Die Senioren Union Dorsten reagiert mit Sorge auf Berichte, wonach der Pflegegrad 1 in der gesetzlichen Pflegeversicherung gestrichen werden könnte.
Nach Einschätzung des Vorstands drohen dadurch Nachteile für Pflegebedürftige, besonders für demenzkranke Menschen und ihre Familien.
Fehlende Milliarden in der Pflegeversicherung
In der Pflegeversicherung fehlen laut aktuellen Angaben mehr als zwei Milliarden Euro. Diese Lücke beunruhigt viele Mitglieder der Senioren Union Dorsten. Innerhalb der Arbeitsgruppe „Zukunftspakt Pflege“ wird derzeit über Strukturänderungen beraten.
Aus einem Papier dieser Gruppe geht hervor, dass der Pflegegrad 1 entfallen soll. Diese Überlegung stößt bei der Senioren Union Dorsten auf deutliche Kritik.
Warum der Pflegegrad 1 wichtig ist
Mit der Einführung der Pflegegrade im Jahr 2017 wurden erstmals auch Menschen mit Demenzerkrankungen in die Pflegeversicherung aufgenommen. Viele Betroffene erhielten dadurch finanzielle Unterstützung, die es ihnen ermöglicht, den Alltag länger selbstständig zu bewältigen und den Umzug in ein Pflegeheim hinauszuschieben.

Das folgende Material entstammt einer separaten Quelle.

PR #3708, opened 2023-10-09
add lighthouse benchmark in Github Actions

Rajdeepc:
## Description

New Job is added to test.yml workflow which takes in the dynamic docs url based on the branch name and run lighthouse benchmark on index.html
For now only the index page is benchmarks but we will eventually add all the routes so that performance profiling runs on every component routes.

Lighthouse config

Only Performance is being audited now with dom-size audit settings. We can expand this based on our need.

## Motivation and context

Lighthouse reporting is essential to keep our docs page faster and also to run performance profiling on SWC components.

## How has this been tested?

-   [x] _Test case 1_
https://storage.googleapis.com/lighthouse-infrastructure.appspot.com/reports/1707302671447-43007.report.html

## Types of changes

## Checklist

## Best practices


Westbrook (commented):
A version of this that added `.lighthouseci` to the `.gitignore` and uses the config to allow our current usage to "pass" would be a great first step here.

With the tool in repo, we could then create issues/branches for each test that would normally fail and use those to incrementally get back to the performance we'd want to target here.

Once `index.html` was passing, we could then move to other pages in the site, too.

packages/radio/src/radio.css
```diff
@@ -23,7 +23,7 @@ governing permissions and limitations under the License.
 /**
  * Work around for https://github.com/adobe/spectrum-css/issues/2251
  **/
-:host([dir="rtl"]) #button:after {
+:host([dir='rtl']) #button:after {
```
castastrophe, line 26: This seems unrelated to the rest of the PR - was this intentionally included?

.github/workflows/main.yml
```diff
@@ -0,0 +1,17 @@
...
+    lighthouseci:
+        runs-on: ubuntu-latest
+        steps:
+            - uses: actions/checkout@v3
+            - uses: actions/setup-node@v3
+              with:
+                  node-version: '18'
+                  cache: 'yarn'
+                  registry-url: 'https://registry.npmjs.org'
+            - run: npm install -g @lhci/cli@0.12.x
```
castastrophe, line 13: Since lighthouse is installed as part of the monorepo, you shouldn't need to install it separately here. The yarn install that follows will include the lighthouse cli.

.github/workflows/main.yml
```diff
@@ -0,0 +1,17 @@
...
+            - name: Install dependencies
+              run: yarn --frozen-lockfile
+            - run: yarn docs:build
+            - run: lhci autorun
```
castastrophe, line 17: Instead of running this here, I would use the yarn command `yarn lighthouse` so that you're using the locally installed version.

lighthouserc.cjs
```diff
@@ -0,0 +1,44 @@
...
+Unless required by applicable law or agreed to in writing, software distributed under
+the License is distributed on an "AS IS" BASIS, WITHOUT WARRANTIES OR REPRESENTATIONS
+OF ANY KIND, either express or implied. See the License for the specific language
+governing permissions and limitations under the License.
+*/
+module.exports = {
+    ci: {
+        collect: {
+            url: [
+                'http://localhost:8000/',
```
castastrophe, line 16: Do the docs always use 8000 or does it fallback to an open port if that is in use? I ask because you might need to use an environment variable or something else here.

castastrophe (changes requested):

lighthouserc.cjs
Rajdeepc: Docs will always use 8000 as it is 11ty default port

.github/lighthouse/lighthouserc.json
```diff
@@ -0,0 +1,10 @@
+{
+    "ci": {
+        "collect": {
+            "settings": {
+                "onlyCategories": ["performance"],
```
Westbrook, line 5:
```suggestion
                "onlyCategories": [
                    // Excluded categories do not currently pass
                    // "accessibility",
                    // "best-practices",
                    "performance",
                     // "pwa",
                     // "seo"
                ],
```
A

.github/lighthouse/lighthouserc.json
```diff
@@ -0,0 +1,10 @@
...
+                "onlyAudits": ["dom-size"]
```
Westbrook, line 6: Is there an equivalent list we could include like above?

Westbrook (commented):
Getting pretty close! Just want to document some next steps in line of the code and we should be good to go.

.github/lighthouse/lighthouserc.json
Rajdeepc: I don't think we can add comments in json. :(

Westbrook: Can we use a JS config like this one? https://github.com/GoogleChrome/lighthouse/blob/main/docs/configuration.md#usage

Rajdeepc: Updated to
```
export default {
    extends: 'lighthouse:default',
    settings: {
        onlyCategories: [
            // Excluded categories do not currently pass
            // "accessibility",
            // "best-practices",
            'performance',
            // "pwa",
            // "seo"
        ],
        onlyAudits: ['first-meaningful-paint', 'speed-index', 'interactive'],
    },
};
```

.github/lighthouse/lighthouserc.json
Rajdeepc: Yes as here
https://github.com/GoogleChrome/lighthouse/blob/ed04b10ccfa4e82ee5cd5b437e474a12c1ba52d0/core/config/default-config.js#L178

Rajdeepc: also added in the config

Issue #3398, opened 2023-06-29
[Feat][Button]: Support `icon-only` attribute


Westbrook:
### Code of conduct

- [X] I agree to follow this project's code of conduct.

### Impacted component(s)

Button

### Description of the requested feature

Spectrum CSS recently added support for [icon only Buttons](https://opensource.adobe.com/spectrum-css/button-accent.html#sizing), we should add them to SWC.

### Mockups or screenshots

<img width="48" alt="image" src="https://github.com/adobe/spectrum-web-components/assets/1156657/6e60fdf2-b7ed-4faa-9639-9f3da3c3d1fb">

### Implementation notes or ideas

The `spectrum-Button--iconOnly` class leveraged in the CSS output should be converted to an `icon-only` attribute. See documentation for this sort of conversion, [here](https://opensource.adobe.com/spectrum-web-components/guides/spectrum-config/).

If present this attribute should _visually_ suppress the `id="label"` element that delivers slotted content so that it can still be made available to screen readers.

We'll need to add size, variant, static, and treatment versions of this pattern to the various Storybook entries for Button, and if there was a sensible functional test to include with this addition, that would be great, too.

Follow up work, once v2 of the Overlay API has been shipped, can expand on this pattern to deliver the provided text content in a Tooltip, as outlined in the [specification for this pattern](https://spectrum.adobe.com/page/button/#Label-and-icon).

najikahalsema:
The icon-only button should display the label for button in a tooltip, according to the Spectrum specification. There are also style differences and functional differences that need to be explored and addressed.

PR #3716, opened 2023-10-11
chore(button): CSS for icon-only attribute

Rajdeepc:
## Description
Added CSS for icon-only attribute for `sp-button`

## Motivation and context

To solve the below issue on a rounded button with icon
Screenshot 2023-10-11 at 7 01 14 PM

## How has this been tested?

-   [ ] _Test case 1_
    1. Go here
    2. Do this
-   [ ] _Test case 2_
    1. Go here
    2. Do this

## Types of changes

## Checklist

## Best practices


Westbrook:
FYI: https://github.com/adobe/spectrum-web-components/issues/3398

najikahalsema (approved):

Rajdeepc:
@najikahalsema @Westbrook If everything looks good here can we merge this?

najikahalsema (approved):

najikahalsema (dismissed):
Disregard my approval. Can you investigate why the build is failing to meet test coverage in chromium?

Rajdeepc:
> Disregard my approval. Can you investigate why the build is failing to meet test coverage in chromium?

The build is failing due to code coverage. Can we take this up in a separate ticket as this is unrelated to the changes in this PR?
Screenshot 2023-11-02 at 12 15 49 AM

Rajdeepc:
> Disregard my approval. Can you investigate why the build is failing to meet test coverage in chromium?

Should be good now

Westbrook (commented):
Some things for this:
- please add stories with the icon only button in isolation so we can manage it via regression testing
- Should a user be able to set `buttonRef.iconOnly = true` or do we want to require `buttonRef.toggleAttribute('icon-only', true)`? Either way works, but we should add content about this to the documentation site based on the decisions we make there for today.
- see https://spectrum.adobe.com/page/button/#Label-and-icon, particularly:
  > The label can be hidden to create an icon-only button. If the label is hidden, an icon is required, and the label will appear in a tooltip.
  
  I'm OK not to block on that, though it would be nice to have this feature, too. We can land this for Coachmark work as is (with stories) and then keep #3398 open for the follow up work around a Tooltip.

Rajdeepc:
> Some things for this:
> 
> * please add stories with the icon only button in isolation so we can manage it via regression testing
> * Should a user be able to set `buttonRef.iconOnly = true` or do we want to require `buttonRef.toggleAttribute('icon-only', true)`? Either way works, but we should add content about this to the documentation site based on the decisions we make there for today.
> * see https://spectrum.adobe.com/page/button/#Label-and-icon, particularly:
>   > The label can be hidden to create an icon-only button. If the label is hidden, an icon is required, and the label will appear in a tooltip.
>   
>   
>   I'm OK not to block on that, though it would be nice to have this feature, too. We can land this for Coachmark work as is (with stories) and then keep [[Feat][Button]: Support `icon-only` attribute #3398](https://github.com/adobe/spectrum-web-components/issues/3398) open for the follow up work around a Tooltip.

@Westbrook Added the required stories and also updated the tests and docs to cater icon-only attribute for Icon Only Button element

packages/button/test/button.test.ts
```diff
@@ -84,7 +84,7 @@ describe('Button', () => {
     it('loads default only icon', async () => {
         const el = await fixture<Button>(
             html`
-                <sp-button label="Button">
+                <sp-button label="Button" icon-only>
```
Westbrook, line 87: 👏🏼 👏🏼 👏🏼

Westbrook (approved):
LGTM. Let's land this plane 🛬

PR #3721, opened 2023-10-13
fix(grid): plug a mememory leak from the render process

### LINKED ISSUE #3707: [Memory-leak]: sp-grid not releasing its cached cards, when it's out of DOM, and cards retained as detached dom elements in heap
### Code of conduct

### Impacted component(s)

sp-grid

### Expected behavior

Cards of sp-grid should not take memory as detached dom elements when sp-grid disconnected from DOM.

### Actual behavior

Cards of sp-grid being retained as detached dom nodes taking memory space, even sp-grid got disconnected from DOM.

### Screenshots

Screenshot 2023-10-09 at 12 09 39 PM
Screenshot 2023-10-10 at 2 11 40 PM

_No response_

Do it in MSEdge with it's Detached Elements panel on

1. Go to https://new.express.adobe.com/
2. Click on 'Your-stuff' from left options
3. Get it load some assets
4. Return back to home
5. Observe Detached nodes

or

1. Run the storybook after cloning this repo.
2. Go Grid
3. Let some cards load
4. Go to any other component
5. Reload detached elements and observe detached nodes.

If you will repeat, you can clearly see detached nodes increasing.

_No response_

_No response_

Westbrook:
## Description
Rendering a `lit-html` template with `render()` without caching it's root part means that you can't inform it when the template is connected to the DOM or not. This connection state is required to ensure clean up can happen to any of the template directives that might be leveraged therein. If the Virtualize template directive does not get disconnected it can leak references to the items it had previously rendered to the DOM.

Cache a reference to the "grid part" in the Grid element for the DOM that would otherwise have been rendered to the render root and managed directly by `LitElement`. Manage the connected state of this cached part.

## Related issue(s)
- fixes #3707

## How has this been tested?
-   [ ] _Test case 1_
    1. Follow the steps in https://github.com/adobe/spectrum-web-components/issues/3707#issuecomment-1754719002

## Types of changes

## Checklist

### DIFF
--- a/tools/grid/test/grid-memory.test.ts
+++ b/tools/grid/test/grid-memory.test.ts
@@ -1,0 +1,72 @@
+/*
+Copyright 2023 Adobe. All rights reserved.
+This file is licensed to you under the Apache License, Version 2.0 (the "License");
+you may not use this file except in compliance with the License. You may obtain a copy
+of the License at http://www.apache.org/licenses/LICENSE-2.0
+
+Unless required by applicable law or agreed to in writing, software distributed under
+the License is distributed on an "AS IS" BASIS, WITHOUT WARRANTIES OR REPRESENTATIONS
+OF ANY KIND, either express or implied. See the License for the specific language
+governing permissions and limitations under the License.
+*/
+
+import { expect, fixture, nextFrame } from '@open-wc/testing';
+import { html, render } from '@spectrum-web-components/base';
+import { Default } from '../stories/grid.stories';
+
+async function usedHeapMB(): Promise<number> {
+    // eslint-disable-next-line @typescript-eslint/ban-ts-comment
+    // @ts-ignore
+    const memorySample = performance.measureUserAgentSpecificMemory();
+    return (await memorySample).bytes / (1024 * 1024);
+}
+
+describe('Grid memory usage', () => {
+    it('releases references on disconnect', async function () {
+        if (!window.gc || !('measureUserAgentSpecificMemory' in performance))
+            this.skip();
+
+        this.timeout(10000);
+
+        const iterations = 50;
+        let active = false;
+
+        const el = await fixture<HTMLElement>(
+            html`
+                <div></div>
+            `
+        );
+
+        async function toggle(
+            forced: boolean | undefined = undefined
+        ): Promise<void> {
+            active = forced != null ? forced : !active;
+            render(active ? Default() : html``, el);
+            await nextFrame();
+            await nextFrame();
+        }
+
+        // "shake things out" to get a good first reading
+        for (let i = 0; i < 5; i++) {
+            await toggle();
+        }
+        await toggle(false);
+        const beforeMB = await usedHeapMB();
+
+        for (let i = 0; i < iterations; i++) {
+            await toggle();
+        }
+        await toggle(false);
+        const afterMB = await usedHeapMB();
+
+        /**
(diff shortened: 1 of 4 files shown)


tools/grid/test/grid-memory.test.ts
```diff
@@ -0,0 +1,72 @@
...
+
+        /**
+         * An actually leak here shapes up to be more than 10MB per test,
+         * we could be more linient later, if needed, but the test currently
+         * shows less heap after the test cycle.
+         */
+        expect(
+            afterMB - beforeMB,
+            `before: ${beforeMB}, after: ${afterMB}`
+        ).to.be.lt(0);
```
nickschaap, line 70: You can also potentially use a WeakRef to the Grid element and wait a certain amount of time/ trigger garbage collection and expect the deref() to return undefined. This might be more deterministic than measuring heap memory.

Westbrook: Opted for the more reliable, but slightly more cumbersome to surface, `[performance.measureUserAgentSpecificMemory()](https://chromestatus.com/feature/5685965186138112)` for now. Showing even more positive results from this change when measuring with this API.

I know the team has been looking at tooling with WeakMaps, I wonder how you're actually holding things in that way as it feels like the need for the key would inherently keep a reference and prevent the memory from being released. You wouldn't happen to have any examples to share?

nickschaap: We're mainly using [WeakRef](https://developer.mozilla.org/en-US/docs/Web/JavaScript/Reference/Global_Objects/WeakRef#instance_methods) different from [WeakMap](https://developer.mozilla.org/en-US/docs/Web/JavaScript/Reference/Global_Objects/WeakMap). The basic idea is to construct a new WeakRef passing in the DOM node you're interested in tracking, trigger garbage collection, and then test whether or not calling WeakRef.deref() on your reference returns undefined. If so, you can. assume the node was garbage collected. It not [fool-proof](https://developer.mozilla.org/en-US/docs/Web/JavaScript/Reference/Global_Objects/WeakRef#avoid_where_possible) but it has been working quite nicely for us.

Here is the original dom inspection snippets that Kin created: https://git.corp.adobe.com/jblas/debug-utils/tree/main/snippets#object-watcher

najikahalsema (dismissed):
LGTM! Never used MSEdge until today 😅

web-test-runner.config.js
```diff
@@ -135,5 +143,5 @@ export default {
         },
     ],
     group: 'unit',
-    browsers: [chromium, firefox, webkit],
+    browsers: [chromiumWithMemoryTooling, firefox, webkit],
```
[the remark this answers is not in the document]
Westbrook: In that the tests run and pass, I have no other path to judge "safety" here.

This is a great point though, and segmenting these out, for safety/performance/understandability/etc, as part of https://github.com/adobe/spectrum-web-components/issues/3722 would make a lot of sense!

tools/grid/test/grid-memory.test.ts
Westbrook: This is cool, I didn't realize that WeakRef was different than WeakMap! Definitely a useful pattern for the future, particularly as a comparison for test speed for tightening the feedback cycle. 

Digging into `measureUserAgentSpecificMemory()` will also give us some other useful tidbits later on, for an expanded perf testing suite, so getting started now seems useful.

PR #3735, opened 2023-10-20
Playwright upgrade

Westbrook:
## Description
- move to node@18
- use playwright@1.37.1
  - there are a couple of newer versions available, but they don't seem to play well with CircleCI, will need to investigate further, separately
- massage config
  - move system wide test concurrency rules to specific browsers
    - firefix gets 1 concurrency due to https://github.com/microsoft/playwright/issues/27717
      - this takes an annoyingly long amount of time, but better stable than fast here
    - safari gets 4 so that it doesn't overrun in CI
    - chrome gets no rule so that it can negotiate with system resources on its own
  - move to concurrent browser usage, as it seems to no longer cause issues
  - add some retries in various places to stabilize results
  - remove chrome with flags as "stable" chrome in this version supports `[popover]`
- skip some tests in WebKit for this issue: https://bugs.webkit.org/show_bug.cgi?id=263081
  - looks like there's already a PR, so hopefully it's in TP/stable soon, however this will mean that the newer versions of playwright will need to work in CircleCI to adopt, see above
- fix a couple tests that were wrong
- update the send mouse plugin to reset the pointer position at the end of each test that uses it 

## Motivation and context
Get closer to current browser matrix at test time

## How has this been tested?
-   [ ] _Test case 1_
    1. Go [here](https://app.circleci.com/pipelines/github/adobe/spectrum-web-components/18266/workflows/7cb84e62-8e56-4f81-b38f-80dabc0ba0ff)
    2. See that CI passed
-   [ ] _Test case 2_
    1. Take the branch onto your local system
    2. `yarn`
    3. `yarn test`
    4. See that the tests pass (I'm averaging about 3 minutes right now with an M1 Max Macbook 😓)

## Types of changes

## Checklist


najikahalsema (approved):
LGTM! Thanks for resetting the pointer location. I timed both test runs on here and main, and it feels like a 40 second difference. Not too bad.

„Die Abschaffung des Pflegegrad 1 könnte für viele Betroffene und ihre Familien eine deutliche Verschlechterung bedeuten. Ohne die bisherige Unterstützung droht für Demenzkranke schneller eine stationäre Unterbringung mit höheren Kosten für alle Beteiligten“, so wie Lambert Lütkenhorst, Vorsitzender der Senioren Union Dorsten, mitteilt.
Stimmen aus der Praxis
Auch Mitglieder der Senioren Union berichten von eigenen Erfahrungen. Eberhard, der Pflegegrad 1 bezieht und in einer Pflegeeinrichtung lebt, erklärt im Gespräch mit dem Vorstand, dass die Unterstützung unter anderem für die Reinigung seiner Wohnung verwendet wird.
Fiele diese Leistung weg, könnte er die Arbeiten wegen mehrerer gesundheitlicher Einschränkungen – darunter Herz- und Niereninsuffizienz sowie eine Gehbehinderung – nicht mehr selbst übernehmen. Aus Solidarität hat er bislang keinen höheren Pflegegrad beantragt, würde dies bei einer Abschaffung der bisherigen Regelung aber tun. Das könne, so Eberhard, die Kosten für die Pflegeversicherung zusätzlich erhöhen.
Appell an die Politik
Der Vorstand der Senioren Union Dorsten sieht die Gefahr, dass der Wegfall niedrigschwelliger Leistungen zu mehr Anträgen auf höhere Pflegegrade führt. Dadurch könnten die Ausgaben der Pflegeversicherung weiter steigen und die Solidargemeinschaft stärker belastet werden.
Die Senioren Union Dorsten appelliert deshalb an die politischen Entscheidungsträger, den Pflegegrad 1 beizubehalten und die Interessen der Pflegebedürftigen sowie ihrer Angehörigen in den Mittelpunkt der Reform zu stellen.